# Общество сознания Кришны в Москве > Вопросы и предложения >  как освятить квартиру ??

## Ананга Мохан Гаура

вятые вайшнави и вайшнавы! как освятить квартиру ?? Есть ли в нашем обществе преданные "со стажем", у которых есть дети в
> возрасте до 3 лет?
> Нужен опыт воспитания детей с применением Ведического знания. Не можем
> понять - с наступлением ночи ребенок начинает капризничать, как будто на
> него что-то влияет. В это время активны силы невежества, может, они на нее
> влияют.
> Как освятить квартиру, может быть от прежних хозяев что-то осталось?
> С уважением
> Алексей

----------


## Гокуланатх дас

Освящают обычно тем, что приглашают вайшнавов, кормят их прасадом и поют киртан. Короче, нама-хатту устраивают  :smilies:  Можно повторить много раз  :smilies:

----------


## Вистара дас

Мы когда переезжали в новую квартиру нам опытные преданные дали такие рекомендации. Перед вселением вымыть всю квартиру с навозом. В каждой комнате поставить предложенные благовония и включить на ночь джапу Шрилы Прабхупады. Это очистит помещение.
А после вселения конечно: преданные, киртан, прасад, киртан и еще раз киртан!  :smilies:

----------


## Махабхарата дас

Также можно провести ягью (типа укороченный вариант церемонии гриха-правеша). Пишите в личку, если надумаете.

----------


## Kasturika d.d.

Маме в беспокойные ночи надо спать с ребёнком.

Плюс вот тут много важного:
http://www.forum.krishna.ru/showthre...82%D0%B2%D0%BE

----------


## Ямуна Джая д.д.

Зачем уподобляться "новоязчникам" которыми сейчас являются большинство людей, считающих себя "православными"?

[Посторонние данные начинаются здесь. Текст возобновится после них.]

PR #14993, opened 2022-12-06
Fix #14944: Prevent adding multiple beam fragments

### LINKED ISSUE #14944: [MU4 Issue] Cannot manually move beam that crosses barline
**Describe the bug**
Beams that cross barline cannot (seemingly) be manually moved.

**To Reproduce**

image

Steps to reproduce the behaviour:
1. Create a beam across a barline
2. Try to drag any of the handles
3. The beam will not move; the _handles_ will (sometimes); in any case, the act of attempting this will set the beam as having a 'custom position', and if the pitches then change, the beam will stay in the same place. This is the result of transposing the initial image up an octave, after moving the beam was tried:
image

**Expected behaviour**
Beams the cross barlines should move like any others. (Note that beams are currently not drawn when they cross system breaks, though.)

**Platform information**
OS: Artix Linux, Arch.: x86_64, MuseScore version (64-bit): 4.0.0-223362132, revision: github-musescore-musescore-d050fb0 (RC1)

**Additional context**
For another beam-over-barline quirk that may be tangentially related, see https://github.com/musescore/MuseScore/issues/13624

asattely:
Resolves: https://github.com/musescore/MuseScore/issues/14944

The problem was that during layout, the second measure of a cross-measure beam didn't have its system explicitly set, which made the beam think that the second measure was on a different system. Now, that codepath only happens when chordrests are _explicitly_ on different systems.

### DIFF
--- a/src/engraving/layout/layoutbeams.cpp
+++ b/src/engraving/layout/layoutbeams.cpp
@@ -332,15 +332,20 @@ void LayoutBeams::createBeams(Score* score, LayoutContext& lc, Measure* measure)
                 BeamMode mode = cr->beamMode();
                 if (mode == BeamMode::MID || mode == BeamMode::END || mode == BeamMode::BEGIN32 || mode == BeamMode::BEGIN64) {
                     ChordRest* prevCR = score->findCR(measure->tick() - Fraction::fromTicks(1), track);
+                    Beam* prevBeam = prevCR->beam();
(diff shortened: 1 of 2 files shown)


oktophonie (approved):

RomanPudashkin:
@asattely please rebase it

RomanPudashkin (approved):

В "освящении" квартиры священником дабы избавиться от духов  нет никакого смысла. Духи хихикают себе в уголке, пока проходит обряд "освящения", а потом возвращаются себе спокойно, потому что хозяева слабо верующие и сами для своего "спасения" ровным счётом ничего не предпринимают.
То же касается и преданных. Пригласить преданных в новую квартиру, накормить их прасадом и вместе петь киртан -это хорошо, конечно. Потому что киртан и прасад - это всегда хорошо.  И еще лучше, если всё это делается с чистыми мотивами ради прославления Кришны, бескорыстно, а не ради защиты от духов. 

Бедный Прабхупада, если бы он знал, что его джапой будут очищать помещения!

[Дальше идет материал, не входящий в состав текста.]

Issue #14958, opened 2022-12-05
[MU4 Issue] Falls play as chromatic instead of portamento (MS Basic)


MarcSabatella:
**Describe the bug**
In the RC, falls play as chromatic instead of portamento when using MS Basic

**To Reproduce**
1. Create a score for trumpet
2. Add a whole note
3. Add a fall (from arpeggios & glissandi palette)
4. Play
5. Hear error: fall is chromatic

**Expected behavior**
Fall should use portamento.  Similarly for the other similar elements (doit, etc)

**Screenshots**

https://user-images.githubusercontent.com/1799936/205691346-b59e0877-afc4-4968-89f3-3a3d9f59dc93.mp4

**Platform information**
 - OS: Linux

**Additional context**
This was working well up until shortly before the RC.  But I can't say for sure when it broke.

Tantacrul:
Putting in Release, since this was working correctly a few weeks ago.

PR #14997, opened 2022-12-06
[MU4] pitch_bend_intervals

vpereverzev:
Resolves: #14958


Tantacrul:
Tested on MacOS and Win 10

- The pitch bend sounds much better at different tempos. I tested falls, plops, etc.
- I also tested the original issue with slides, where they caused proceeding notes to be delayed. There is no regression with this fix either.

Issue #12775, opened 2022-08-10
[MU4 Issue] Build fail with `-DBUILD_JACK=ON`


hfiguiere:
**Describe the bug**
Build fail with -DBUILD_JACK=ON because the macro PKGCONFIG1 is unknown

**To Reproduce**
1. configre the build on Linux wtih `-DBUILD_JACK=ON`
2. build
3. Build fail because PKGCONFIG1 isn't known.

**Expected behavior**
Either it find jack or it doesn't.

**Screenshots**
n/a

**Platform information**
 - OS: Linux

**Additional context**

You need this patch:
```diff
diff --git a/build/cmake/FindJack.cmake b/build/cmake/FindJack.cmake
index 6713e3aeef..58cc8cee14 100644
--- a/build/cmake/FindJack.cmake
+++ b/build/cmake/FindJack.cmake
@@ -3,6 +3,7 @@
 ## Find JACK >= JACK_MIN_VERSION
 ##
 
+include(UsePkgConfig1)
 
 IF(BUILD_JACK)
      IF(MINGW OR MSVC)
```

Tantacrul:
I'm moving Jack issues to 4.x, which is when we will begin to address them.

Closing until 4.0 is released, after which, I'll reopen.

tibequadorian:
This is not a Jack issue and @hfiguiere already provides a patch. This should be fixed before the 4.x release.

cbjeukendrup:
`-DBUILD_JACK=ON` does nothing, so you can just drop it.

PR #14999, opened 2022-12-06
Fix cmake error when building with jack on Linux

jamesjer:
Resolves: #12775

Attempting to build with JACK support on Linux fails:
```
CMake Error at build/cmake/FindJack.cmake:31 (PKGCONFIG1):
  Unknown CMake command "PKGCONFIG1".
Call Stack (most recent call first):
  CMakeLists.txt:184 (include)
```
This PR adds the necessary include to ensure the PKGCONFIG1 macro is defined.

- [x] I created the test (mtest, vtest, script test) to verify the changes I made (actually N/A)


cbjeukendrup (approved):
This is correct, but be aware that `-DBUILD_JACK=ON` does nothing, apart from trying to find Jack by calling this CMake file (there is simply no Jack support in MS4.0, unfortunately).

jamesjer:
Ah, good to know, thank you.  I've been the MuseScore maintainer for the Fedora Linux distribution for awhile now.  I'm in the process of figuring out how to build 4.0 RC1, and stumbled across this.  In that case, I will simply stop attempting to build in Jack support for now.

Issue #15012, opened 2022-12-07
[MU4 Issue] Crash when pasting note that has a fall, doit, plop (etc.) attached to it.


Tantacrul:
**Describe the bug**
See video. Seems to affect all the fall, doit, plop, etc. markings.

https://user-images.githubusercontent.com/21022311/206156072-6c1b1f88-8dbf-43da-b30c-cffc0e59a0eb.mov

**Platform information**
 - OS: MacOS

**Additional context**
Crashes on RC

PR #15019, opened 2022-12-07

Нет уж, дорогие преданные, если хотите очищения, нужно начать со своего ума. А для этого нужно самим читать джапу, заниматься бескорыстным преданным служением, и когда оно станет непрерывным, просто забудете про всяких духов.

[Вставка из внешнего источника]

PR #15079, opened 2022-12-09
[MU4] Lyrics copy paste fix

Eism:
Fixed this bugs:
- If the user selected text in the lyrics and inserted new text, then insertion at the end occurs, not replacement
- When copying a text from another text box and pasting it to lyrics, formatting text is inserted into the lyric.

### DIFF
--- a/src/engraving/libmscore/lyrics.cpp
+++ b/src/engraving/libmscore/lyrics.cpp
@@ -431,9 +431,12 @@ void Lyrics::layout2(int nAbove)
 
 void Lyrics::paste(EditData& ed, const String& txt)
 {
-    MuseScoreView* scoreview = ed.view();
+    String correctedText = txt;
+    //! NOTE: Remove formating info. For example, for "<info><info>text" will be "text"
+    correctedText = correctedText.remove(std::regex("\\<(.*?)\\>"));
+
     String regex = String(u"[^\\S") + Char(0xa0) + Char(0x202F) + u"]+";
-    StringList sl = txt.split(std::regex(regex.toStdString()), mu::SkipEmptyParts);
+    StringList sl = correctedText.split(std::regex(regex.toStdString()), mu::SkipEmptyParts);
     if (sl.empty()) {
         return;
     }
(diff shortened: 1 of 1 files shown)


Eism:
@oktophonie FYI
Pasting formatting for lyrics does not work at the moment (release, master), you can test it by copying any text from the score (for example, from the title) and pasting it into the lyrics.

In this PR, I have explicitly disabled pasting formatting for lyrics.

Inserting formatting for lyrics should be implemented as part of a separate task. Of course, if we need this feature for the lyrics.

DmitryArefiev:
> If the user tried to insert text with symbols, then only the first part before the symbol is inserted. For example, for “1. Bla Bla” the result will be “1.“

This should be like in **MS3**: when pasting a text with spaces it should interpret each space as a move to next syllable. 
Actually, it doesn't work as it should in **master** as well - #13215

oktophonie (approved):

DmitryArefiev:
> Fixed this bugs:
> 
>     * If the user selected text in the lyrics and inserted new text, then insertion at the end occurs, not replacement
> 
>     * When copying a text from another text box and pasting it to lyrics, formatting text is inserted into the lyric.

Tested these on Win10, Mac12, LinuxUbuntu 22.04 - **FIXED**

RomanPudashkin (approved):

Tantacrul:
Excellent. Thanks guys!

sammik:
I thought "Bug 1" was not bug, but feature.

It was used quite often, when pasting lyrics sylabe-by-sylabe.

> Не можемпонять - с наступлением ночи ребенок начинает капризничать, как будто на  него что-то влияет.


Спать ребенок хочет. Только и всего, потому и капризничает.  
Лучше всего лечь спать вместе с ребенком, до 9 часов вечера, а назавтра встать рано и повторять мантру в брахма мухурту.

И не нужно ничего придумывать. Всё уже дано в книгах Шрилы Прабхупады в полном объеме.

----------


## Джива

поселить в ней святого
ведь любое место делают святым - святые личности посещающие его

или вот, одна матаджи, например, подобрала и выходила во Вриндаване умирающего попугайчика,теперь он живет у нее в российской квартире
знали бы вы сколько споров это вызывает в среде преданных... например по поводу вынужденной брахмачарьи священной птицы...

----------


## Махабхарата дас

> Духи хихикают себе в уголке, пока проходит обряд "освящения", а потом возвращаются себе спокойно, потому что хозяева слабо верующие и сами для своего "спасения" ровным счётом ничего не предпринимают.


Это Вы из личного опыта?


> Бедный Прабхупада, если бы он знал, что его джапой будут очищать помещения!


Между прочим, Шрила Прабхупада сам джапой очищал помещение. Когда он приехал к Леннонам и зашел в какую-то комнату, она сказал:" Ого, сколько духов здесь!" После этого он ходил и читал мантру и постукивал своей тростью по стенам. Вы сомневаетесь, что духи там остались и похихикивали?

----------


## vedamurti das

В общем-то, конечно, всё влияет - и ягья, и джапа, и образ мысли и жизни новых постояльцев. И всё зависит от сознания тех, кто борется с "ними" ))
Можно и другие ритуалы применять - "до кучи", так сказать.

----------


## Анджи

> Да. Я это наблюдала воочию.
> Одни знакомые пригласили священника "освятить квартиру", мне было интересно, как проводится обряд, меня пригласили, я тоже пошла.
> Если образно...это было похоже на то, как в очень грязной квартире стать посреди комнаты с веником и бестолково мести пыль по всем сторонам. Посередине комнаты может быть пыли и не будет, но она скопится по всем углам, а потом вернется на место.
> Чтобы в комнате было чисто  -нужно каждый день самому убирать, а не один раз пригласить соседа, чтобы прибрался.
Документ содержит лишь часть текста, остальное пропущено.